Activity. Using the records below, repeat exactly the lines from the one holding "Also worth stating" through the one holding "## Worth a decision", both ends included, and no others.

═════ Information supplied ═════

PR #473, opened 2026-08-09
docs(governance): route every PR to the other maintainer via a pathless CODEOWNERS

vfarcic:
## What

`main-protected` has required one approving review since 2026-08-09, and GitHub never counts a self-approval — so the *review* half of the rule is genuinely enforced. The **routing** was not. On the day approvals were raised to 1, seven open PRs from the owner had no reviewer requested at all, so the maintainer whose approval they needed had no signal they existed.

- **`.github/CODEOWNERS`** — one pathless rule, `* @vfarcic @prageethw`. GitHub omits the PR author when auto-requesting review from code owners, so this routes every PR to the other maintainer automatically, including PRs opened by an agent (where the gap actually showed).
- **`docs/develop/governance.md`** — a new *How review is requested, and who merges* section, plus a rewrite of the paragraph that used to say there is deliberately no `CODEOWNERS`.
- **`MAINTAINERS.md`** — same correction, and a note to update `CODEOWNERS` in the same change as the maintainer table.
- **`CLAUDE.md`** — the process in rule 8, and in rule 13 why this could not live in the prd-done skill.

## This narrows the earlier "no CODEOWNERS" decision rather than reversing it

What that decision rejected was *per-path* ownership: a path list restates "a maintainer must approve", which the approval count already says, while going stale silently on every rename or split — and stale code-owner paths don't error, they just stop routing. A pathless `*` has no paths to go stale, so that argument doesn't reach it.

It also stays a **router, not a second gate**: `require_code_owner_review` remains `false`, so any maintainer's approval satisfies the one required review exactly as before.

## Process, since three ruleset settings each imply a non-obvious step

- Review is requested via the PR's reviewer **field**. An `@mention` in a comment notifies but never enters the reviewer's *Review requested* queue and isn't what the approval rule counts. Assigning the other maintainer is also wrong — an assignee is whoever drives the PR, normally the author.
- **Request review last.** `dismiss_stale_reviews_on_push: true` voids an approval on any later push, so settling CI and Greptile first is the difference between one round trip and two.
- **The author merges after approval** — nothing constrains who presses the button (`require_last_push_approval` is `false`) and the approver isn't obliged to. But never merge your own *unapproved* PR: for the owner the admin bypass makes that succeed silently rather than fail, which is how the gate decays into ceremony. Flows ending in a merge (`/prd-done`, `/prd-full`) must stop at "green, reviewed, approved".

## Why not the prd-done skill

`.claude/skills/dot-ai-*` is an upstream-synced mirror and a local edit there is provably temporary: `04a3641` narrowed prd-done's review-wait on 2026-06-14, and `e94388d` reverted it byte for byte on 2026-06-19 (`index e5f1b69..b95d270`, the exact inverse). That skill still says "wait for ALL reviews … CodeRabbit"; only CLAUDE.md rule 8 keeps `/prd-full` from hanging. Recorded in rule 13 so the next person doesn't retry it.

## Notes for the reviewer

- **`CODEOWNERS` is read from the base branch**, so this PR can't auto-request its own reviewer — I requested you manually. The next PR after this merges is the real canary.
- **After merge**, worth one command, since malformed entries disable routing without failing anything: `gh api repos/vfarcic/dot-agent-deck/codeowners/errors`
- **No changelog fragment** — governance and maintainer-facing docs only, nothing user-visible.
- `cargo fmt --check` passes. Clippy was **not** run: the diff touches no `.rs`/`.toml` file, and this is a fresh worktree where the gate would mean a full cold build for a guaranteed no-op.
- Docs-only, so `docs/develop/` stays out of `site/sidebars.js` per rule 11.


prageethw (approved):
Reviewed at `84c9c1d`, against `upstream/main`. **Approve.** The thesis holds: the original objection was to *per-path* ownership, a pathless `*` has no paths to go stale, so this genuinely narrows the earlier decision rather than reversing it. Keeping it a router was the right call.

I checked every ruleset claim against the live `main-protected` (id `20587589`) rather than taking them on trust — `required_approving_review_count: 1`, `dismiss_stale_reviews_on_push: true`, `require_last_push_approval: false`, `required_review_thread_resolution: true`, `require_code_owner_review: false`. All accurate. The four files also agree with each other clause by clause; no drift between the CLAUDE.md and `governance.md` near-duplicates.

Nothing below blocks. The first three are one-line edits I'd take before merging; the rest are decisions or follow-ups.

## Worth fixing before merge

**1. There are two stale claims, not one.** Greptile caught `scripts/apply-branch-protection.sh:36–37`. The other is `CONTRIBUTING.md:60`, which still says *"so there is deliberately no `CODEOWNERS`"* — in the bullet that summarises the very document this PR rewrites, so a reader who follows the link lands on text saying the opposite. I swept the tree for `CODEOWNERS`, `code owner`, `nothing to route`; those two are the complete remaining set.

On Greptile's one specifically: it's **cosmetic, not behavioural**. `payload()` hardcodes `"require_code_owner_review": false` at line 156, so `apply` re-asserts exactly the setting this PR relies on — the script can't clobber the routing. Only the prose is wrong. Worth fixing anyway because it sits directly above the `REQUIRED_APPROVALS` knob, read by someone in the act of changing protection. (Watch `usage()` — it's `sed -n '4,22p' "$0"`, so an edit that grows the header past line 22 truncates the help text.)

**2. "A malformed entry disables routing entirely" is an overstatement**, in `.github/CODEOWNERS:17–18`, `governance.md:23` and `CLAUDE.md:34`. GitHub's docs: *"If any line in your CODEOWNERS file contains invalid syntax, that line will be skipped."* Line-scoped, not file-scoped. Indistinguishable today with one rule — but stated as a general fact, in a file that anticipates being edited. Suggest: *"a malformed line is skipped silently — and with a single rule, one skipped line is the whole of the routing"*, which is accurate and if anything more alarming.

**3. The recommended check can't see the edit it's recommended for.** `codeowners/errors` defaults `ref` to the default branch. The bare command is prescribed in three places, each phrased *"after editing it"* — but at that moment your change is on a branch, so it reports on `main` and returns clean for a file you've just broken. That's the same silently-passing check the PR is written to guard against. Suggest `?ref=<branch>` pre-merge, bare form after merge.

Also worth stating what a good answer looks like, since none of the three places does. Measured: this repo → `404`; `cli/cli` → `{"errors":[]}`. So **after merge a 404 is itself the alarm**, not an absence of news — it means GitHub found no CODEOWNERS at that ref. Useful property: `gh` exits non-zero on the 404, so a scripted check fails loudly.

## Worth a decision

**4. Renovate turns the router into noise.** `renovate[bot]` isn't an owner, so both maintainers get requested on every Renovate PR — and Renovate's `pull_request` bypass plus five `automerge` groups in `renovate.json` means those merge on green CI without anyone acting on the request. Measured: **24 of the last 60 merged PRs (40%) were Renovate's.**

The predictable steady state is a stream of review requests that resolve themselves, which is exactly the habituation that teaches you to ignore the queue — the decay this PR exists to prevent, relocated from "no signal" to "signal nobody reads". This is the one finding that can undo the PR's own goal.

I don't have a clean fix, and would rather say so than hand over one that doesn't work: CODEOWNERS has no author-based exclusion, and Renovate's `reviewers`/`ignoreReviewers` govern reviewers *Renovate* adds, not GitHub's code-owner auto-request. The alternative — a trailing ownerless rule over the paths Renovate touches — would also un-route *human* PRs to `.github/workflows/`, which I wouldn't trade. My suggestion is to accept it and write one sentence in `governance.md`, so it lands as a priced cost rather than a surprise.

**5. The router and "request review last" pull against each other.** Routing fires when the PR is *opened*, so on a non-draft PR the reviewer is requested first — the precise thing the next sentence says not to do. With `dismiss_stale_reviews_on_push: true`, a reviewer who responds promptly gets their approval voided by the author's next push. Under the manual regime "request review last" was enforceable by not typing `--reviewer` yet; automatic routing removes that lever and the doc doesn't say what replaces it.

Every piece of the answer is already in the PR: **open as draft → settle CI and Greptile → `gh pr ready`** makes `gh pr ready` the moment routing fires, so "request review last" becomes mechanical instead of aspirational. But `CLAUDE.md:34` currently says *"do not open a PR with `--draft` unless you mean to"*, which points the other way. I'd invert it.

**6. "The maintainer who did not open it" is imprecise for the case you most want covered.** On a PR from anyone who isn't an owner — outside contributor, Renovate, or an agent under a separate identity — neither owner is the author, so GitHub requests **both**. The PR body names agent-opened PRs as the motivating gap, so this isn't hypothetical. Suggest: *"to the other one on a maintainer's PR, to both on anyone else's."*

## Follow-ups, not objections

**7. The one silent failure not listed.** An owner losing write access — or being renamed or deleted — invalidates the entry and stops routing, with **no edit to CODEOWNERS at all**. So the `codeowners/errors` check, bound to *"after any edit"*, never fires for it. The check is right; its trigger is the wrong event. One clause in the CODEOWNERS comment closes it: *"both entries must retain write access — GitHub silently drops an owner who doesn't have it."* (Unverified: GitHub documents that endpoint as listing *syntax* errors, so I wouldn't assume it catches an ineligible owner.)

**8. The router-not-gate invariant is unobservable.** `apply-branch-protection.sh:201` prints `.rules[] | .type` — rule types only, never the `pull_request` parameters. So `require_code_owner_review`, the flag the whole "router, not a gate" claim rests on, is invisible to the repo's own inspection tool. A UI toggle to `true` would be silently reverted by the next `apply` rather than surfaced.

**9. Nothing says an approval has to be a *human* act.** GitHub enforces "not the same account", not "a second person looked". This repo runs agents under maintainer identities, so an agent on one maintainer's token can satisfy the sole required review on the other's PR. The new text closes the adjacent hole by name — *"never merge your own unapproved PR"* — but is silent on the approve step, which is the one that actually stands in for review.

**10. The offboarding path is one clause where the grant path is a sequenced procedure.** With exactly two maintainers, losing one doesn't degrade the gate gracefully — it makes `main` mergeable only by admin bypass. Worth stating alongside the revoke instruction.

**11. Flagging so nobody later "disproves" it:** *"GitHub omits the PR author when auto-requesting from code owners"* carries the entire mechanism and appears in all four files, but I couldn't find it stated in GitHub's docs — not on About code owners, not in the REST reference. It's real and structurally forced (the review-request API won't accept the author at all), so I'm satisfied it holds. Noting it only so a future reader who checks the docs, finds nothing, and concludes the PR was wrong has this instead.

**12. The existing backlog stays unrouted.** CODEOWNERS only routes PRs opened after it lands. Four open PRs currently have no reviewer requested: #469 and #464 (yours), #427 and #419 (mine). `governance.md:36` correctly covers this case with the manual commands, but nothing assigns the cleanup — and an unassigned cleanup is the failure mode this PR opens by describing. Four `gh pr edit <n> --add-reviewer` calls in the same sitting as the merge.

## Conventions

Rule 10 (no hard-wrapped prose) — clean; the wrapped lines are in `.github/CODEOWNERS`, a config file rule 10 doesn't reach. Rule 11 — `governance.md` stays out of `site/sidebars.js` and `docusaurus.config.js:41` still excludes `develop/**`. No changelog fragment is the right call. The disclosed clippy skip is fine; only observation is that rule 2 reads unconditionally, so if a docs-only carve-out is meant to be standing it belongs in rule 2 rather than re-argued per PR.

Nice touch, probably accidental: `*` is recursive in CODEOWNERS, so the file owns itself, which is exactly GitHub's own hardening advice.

═════

Answer section.
Also worth stating what a good answer looks like, since none of the three places does. Measured: this repo → `404`; `cli/cli` → `{"errors":[]}`. So **after merge a 404 is itself the alarm**, not an absence of news — it means GitHub found no CODEOWNERS at that ref. Useful property: `gh` exits non-zero on the 404, so a scripted check fails loudly.

## Worth a decision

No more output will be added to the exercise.